### Assignment
Set all the entries down once more, with nothing altered.

Dataset items:

PR #1821, opened 2023-06-24
Numbered equations

leorosa:
With this PR, a new 'numbered' mode is added in math, in addition to 'display' and 'text'. Equations in this mode have the same appearance of the ones in the 'display' mode, except that a counter is added at the right end of the line.


packages/math/init.lua
```diff
@@ -16,6 +16,8 @@ function package:_init ()
       return value * SILE.settings:get("math.font.size") / 18
     end
   })
+  self:loadPackage("counters")
+  SILE.scratch.counters.equation = { value = 0, display = "arabic" }
```
Omikhleia, line 20: Maybe we should avoid tapping into "scratch" variables (I know we do it in a lot of places, but it's kind of annoying IMHO to expose such internals at package boundaries).
Wouldn't `SILE.call("set-counter", { id="equation" })` just work?

Omikhleia: (Or even do nothing, increment-counter will create the counter if needed)

leorosa: Thank you for your insights. In fact, in my first attempt, I did not initialize the counter (didn't even load the counters package), and everything worked fine. But I thought that having equation set to 0 would be better, for whatever reason.

packages/math/typesetter.lua
```diff
@@ -129,6 +129,8 @@ end
 local function handleMath (_, mbox, mode)
   if mode == 'display' then
     mbox.mode = b.mathMode.display
+  elseif mode == 'numbered' then
```
Omikhleia, line 132: instead of a new mode ("numbered"), I wonder if it wouldn't be more general to have options on the "display" mode.
E.g.
```
\math[mode=display]{...}% unnumbered
\math[mode=display, numbered=true]{...}% numbered with counter 'equation'
\math[mode=display, numbered=true, counter=xxx]{...}% numbered with (user-specified) counter id 'xxx'
\math[mode=display, numbered=true, number=N]{...}% numbered with (user-specified) value N'
```

Or would it be an overkill?

packages/math/typesetter.lua
```diff
@@ -149,6 +151,18 @@ local function handleMath (_, mbox, mode)
...
+  elseif mode == "numbered" then
+    SILE.typesetter:endline()
+    SILE.typesetter:pushExplicitVglue(SILE.settings:get("math.displayskip"))
+    SILE.typesetter:pushGlue(SILE.nodefactory.hfillglue())
+    SILE.typesetter:pushHorizontal(mbox)
+    SILE.typesetter:pushGlue(SILE.nodefactory.hfillglue())
+    SILE.call("increment-counter", { id="equation" })
+    SILE.typesetter:typeset("(")
+    SILE.call("show-counter", { id="equation" })
+    SILE.typesetter:typeset(")")
```
Omikhleia, line 163: maybe we should move the formatting in a hook command, so that users or 3rd-party package could override it?
(If going with options as suggested in my other command, those could also be passed through to the hook)
This could offer a customization point for styling differently, rather than hard-code the parentheses in that low level function. (eg. add color or font style; subscribe to label refs, etc.)

packages/math/typesetter.lua
leorosa: Using options is more general, and the examples given are appealing. In fact, I had some trouble in naming a new mode, since in it the equations are the display mode, with numbers.
However, I also like the idea of not having to type a lot of options to get numbered equations. LaTeX also do something like this, with the `displaymath` and `equation` environments.
We can have several options, and provide a script, e.g. `\equation{...}`, that calls `\math[mode=display, numbered=true, counter=equation]{...}`. What do you think?

packages/math/typesetter.lua
leorosa: I agree with that. My initial intention was just to provide a quick mean to get what I almost always need, and not dealing with the plethora of variations in equations numbering. Letting anyone be free to achieve what they want (a numbering like "[chapter.equation]' comes to my mind) would be best. I'll see what I can do, but I'll probably need some help ;)

packages/math/typesetter.lua
Omikhleia: > What do you think?

As long as we the have the core / low-level features, personally I don't have a strong opinion regarding "shortcut" convenience commands.

In my recent projects I use the SIL language less and less, favoring Markdown or Djot whenever I can (using [markdown.sile](https://github.com/Omikhleia/markdown.sile))

In Markdown (resp. Djot) there's just `$...$` and `$$...$$` (resp. the Djot corresponding syntax) for inline and display math, but one _could_ use Pandoc spans (resp. Djot direct attributes). E.g. in the Djot support, I could add something such as:

```
$$`formula`{ numbered=true }
```

Or even a pseudo-class:
```
$$`formula`{ .equation }
```

This could perhaps be interesting, hence my previous suggestion for more flexibility, but to be honest I don't type much maths usually so I am not sure what people might expect :)

packages/math/init.lua
```diff
@@ -353,6 +353,16 @@ Finally, here is a little secret. This notation:
 
 \noindent In other words, the notation using \code{&} and \code{\\\\} is only a syntactic sugar for a two-dimensional array constructed with braces.
 
+\paragraph{Equations numbering}
+Equations can be numbered in display mode adding the options \code{numbering} and \code{counter}.
```
Omikhleia, line 361: `\autodoc:parameter{numbering]` etc.
And possibly `\autodoc:parameter{counter=<id>}` a bit below.
(This gets syntax coloring if enable, and one day I hope we'll subscribe to a revamped indexer too)

packages/math/init.lua
```diff
@@ -67,16 +68,28 @@ function package:registerCommands ()
...
+    local counter = (options and options.numbered) and "equation"
+    counter = (options and options.counter) and options.counter or counter
     xpcall(function()
       mbox = self:ConvertMathML(self:compileToMathML({}, self:convertTexlike(content)))
     end, function(err) print(err); print(debug.traceback()) end)
-    self:handleMath(mbox, mode)
+    self:handleMath(mbox, mode, counter)
+  end)
+
+  self:registerCommand("math-counterstyle", function (options, _)
```
Omikhleia, line 85: maybe `math:counterstyle` (most hooks use colons, but SILE might not be very consistent in naming, just asking)

packages/math/init.lua
```diff
@@ -67,16 +68,28 @@ function package:registerCommands ()
     xpcall(function()
       mbox = self:ConvertMathML(content, mbox)
     end, function(err) print(err); print(debug.traceback()) end)
-    self:handleMath(mbox, mode)
+    self:handleMath(mbox, mode, nil)
```
Omikhleia, line 71: I don't use the MathML syntax much (vs. TeXlike math syntax), but display math equations could be numbered there too, no?

packages/math/init.lua
```diff
@@ -67,16 +68,28 @@ function package:registerCommands ()
...
   end)
 
   self:registerCommand("math", function (options, content)
     local mode = (options and options.mode) and options.mode or "text"
     local mbox
+    local counter = (options and options.numbered) and "equation"
```
Omikhleia, line 77: `options.numbered` -> `SU.boolean(options.numbered, false)`

(Coerce to boolean, defaults to false, errors if not a boolean.)

packages/math/init.lua
```diff
@@ -67,16 +68,28 @@ function package:registerCommands ()
...
+    self:handleMath(mbox, mode, counter)
+  end)
+
+  self:registerCommand("math-counterstyle", function (options, _)
+    SILE.typesetter:typeset("(")
+    SILE.call("show-counter", { id=options.id })
+    SILE.typesetter:typeset(")")
+  end)
+
+  self:registerCommand("equation", function (_, content)
```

### Reply to the task
PR #1821, opened 2023-06-24
Numbered equations

leorosa:
With this PR, a new 'numbered' mode is added in math, in addition to 'display' and 'text'. Equations in this mode have the same appearance of the ones in the 'display' mode, except that a counter is added at the right end of the line.


packages/math/init.lua
```diff
@@ -16,6 +16,8 @@ function package:_init ()
       return value * SILE.settings:get("math.font.size") / 18
     end
   })
+  self:loadPackage("counters")
+  SILE.scratch.counters.equation = { value = 0, display = "arabic" }
```
Omikhleia, line 20: Maybe we should avoid tapping into "scratch" variables (I know we do it in a lot of places, but it's kind of annoying IMHO to expose such internals at package boundaries).
Wouldn't `SILE.call("set-counter", { id="equation" })` just work?

Omikhleia: (Or even do nothing, increment-counter will create the counter if needed)

leorosa: Thank you for your insights. In fact, in my first attempt, I did not initialize the counter (didn't even load the counters package), and everything worked fine. But I thought that having equation set to 0 would be better, for whatever reason.

packages/math/typesetter.lua
```diff
@@ -129,6 +129,8 @@ end
 local function handleMath (_, mbox, mode)
   if mode == 'display' then
     mbox.mode = b.mathMode.display
+  elseif mode == 'numbered' then
```
Omikhleia, line 132: instead of a new mode ("numbered"), I wonder if it wouldn't be more general to have options on the "display" mode.
E.g.
```
\math[mode=display]{...}% unnumbered
\math[mode=display, numbered=true]{...}% numbered with counter 'equation'
\math[mode=display, numbered=true, counter=xxx]{...}% numbered with (user-specified) counter id 'xxx'
\math[mode=display, numbered=true, number=N]{...}% numbered with (user-specified) value N'
```

Or would it be an overkill?

packages/math/typesetter.lua
```diff
@@ -149,6 +151,18 @@ local function handleMath (_, mbox, mode)
...
+  elseif mode == "numbered" then
+    SILE.typesetter:endline()
+    SILE.typesetter:pushExplicitVglue(SILE.settings:get("math.displayskip"))
+    SILE.typesetter:pushGlue(SILE.nodefactory.hfillglue())
+    SILE.typesetter:pushHorizontal(mbox)
+    SILE.typesetter:pushGlue(SILE.nodefactory.hfillglue())
+    SILE.call("increment-counter", { id="equation" })
+    SILE.typesetter:typeset("(")
+    SILE.call("show-counter", { id="equation" })
+    SILE.typesetter:typeset(")")
```
Omikhleia, line 163: maybe we should move the formatting in a hook command, so that users or 3rd-party package could override it?
(If going with options as suggested in my other command, those could also be passed through to the hook)
This could offer a customization point for styling differently, rather than hard-code the parentheses in that low level function. (eg. add color or font style; subscribe to label refs, etc.)

packages/math/typesetter.lua
leorosa: Using options is more general, and the examples given are appealing. In fact, I had some trouble in naming a new mode, since in it the equations are the display mode, with numbers.
However, I also like the idea of not having to type a lot of options to get numbered equations. LaTeX also do something like this, with the `displaymath` and `equation` environments.
We can have several options, and provide a script, e.g. `\equation{...}`, that calls `\math[mode=display, numbered=true, counter=equation]{...}`. What do you think?

packages/math/typesetter.lua
leorosa: I agree with that. My initial intention was just to provide a quick mean to get what I almost always need, and not dealing with the plethora of variations in equations numbering. Letting anyone be free to achieve what they want (a numbering like "[chapter.equation]' comes to my mind) would be best. I'll see what I can do, but I'll probably need some help ;)

packages/math/typesetter.lua
Omikhleia: > What do you think?

As long as we the have the core / low-level features, personally I don't have a strong opinion regarding "shortcut" convenience commands.

In my recent projects I use the SIL language less and less, favoring Markdown or Djot whenever I can (using [markdown.sile](https://github.com/Omikhleia/markdown.sile))

In Markdown (resp. Djot) there's just `$...$` and `$$...$$` (resp. the Djot corresponding syntax) for inline and display math, but one _could_ use Pandoc spans (resp. Djot direct attributes). E.g. in the Djot support, I could add something such as:

```
$$`formula`{ numbered=true }
```

Or even a pseudo-class:
```
$$`formula`{ .equation }
```

This could perhaps be interesting, hence my previous suggestion for more flexibility, but to be honest I don't type much maths usually so I am not sure what people might expect :)

packages/math/init.lua
```diff
@@ -353,6 +353,16 @@ Finally, here is a little secret. This notation:
 
 \noindent In other words, the notation using \code{&} and \code{\\\\} is only a syntactic sugar for a two-dimensional array constructed with braces.
 
+\paragraph{Equations numbering}
+Equations can be numbered in display mode adding the options \code{numbering} and \code{counter}.
```
Omikhleia, line 361: `\autodoc:parameter{numbering]` etc.
And possibly `\autodoc:parameter{counter=<id>}` a bit below.
(This gets syntax coloring if enable, and one day I hope we'll subscribe to a revamped indexer too)

packages/math/init.lua
```diff
@@ -67,16 +68,28 @@ function package:registerCommands ()
...
+    local counter = (options and options.numbered) and "equation"
+    counter = (options and options.counter) and options.counter or counter
     xpcall(function()
       mbox = self:ConvertMathML(self:compileToMathML({}, self:convertTexlike(content)))
     end, function(err) print(err); print(debug.traceback()) end)
-    self:handleMath(mbox, mode)
+    self:handleMath(mbox, mode, counter)
+  end)
+
+  self:registerCommand("math-counterstyle", function (options, _)
```
Omikhleia, line 85: maybe `math:counterstyle` (most hooks use colons, but SILE might not be very consistent in naming, just asking)

packages/math/init.lua
```diff
@@ -67,16 +68,28 @@ function package:registerCommands ()
     xpcall(function()
       mbox = self:ConvertMathML(content, mbox)
     end, function(err) print(err); print(debug.traceback()) end)
-    self:handleMath(mbox, mode)
+    self:handleMath(mbox, mode, nil)
```
Omikhleia, line 71: I don't use the MathML syntax much (vs. TeXlike math syntax), but display math equations could be numbered there too, no?

packages/math/init.lua
```diff
@@ -67,16 +68,28 @@ function package:registerCommands ()
...
   end)
 
   self:registerCommand("math", function (options, content)
     local mode = (options and options.mode) and options.mode or "text"
     local mbox
+    local counter = (options and options.numbered) and "equation"
```
Omikhleia, line 77: `options.numbered` -> `SU.boolean(options.numbered, false)`

(Coerce to boolean, defaults to false, errors if not a boolean.)

packages/math/init.lua
```diff
@@ -67,16 +68,28 @@ function package:registerCommands ()
...
+    self:handleMath(mbox, mode, counter)
+  end)
+
+  self:registerCommand("math-counterstyle", function (options, _)
+    SILE.typesetter:typeset("(")
+    SILE.call("show-counter", { id=options.id })
+    SILE.typesetter:typeset(")")
+  end)
+
+  self:registerCommand("equation", function (_, content)
```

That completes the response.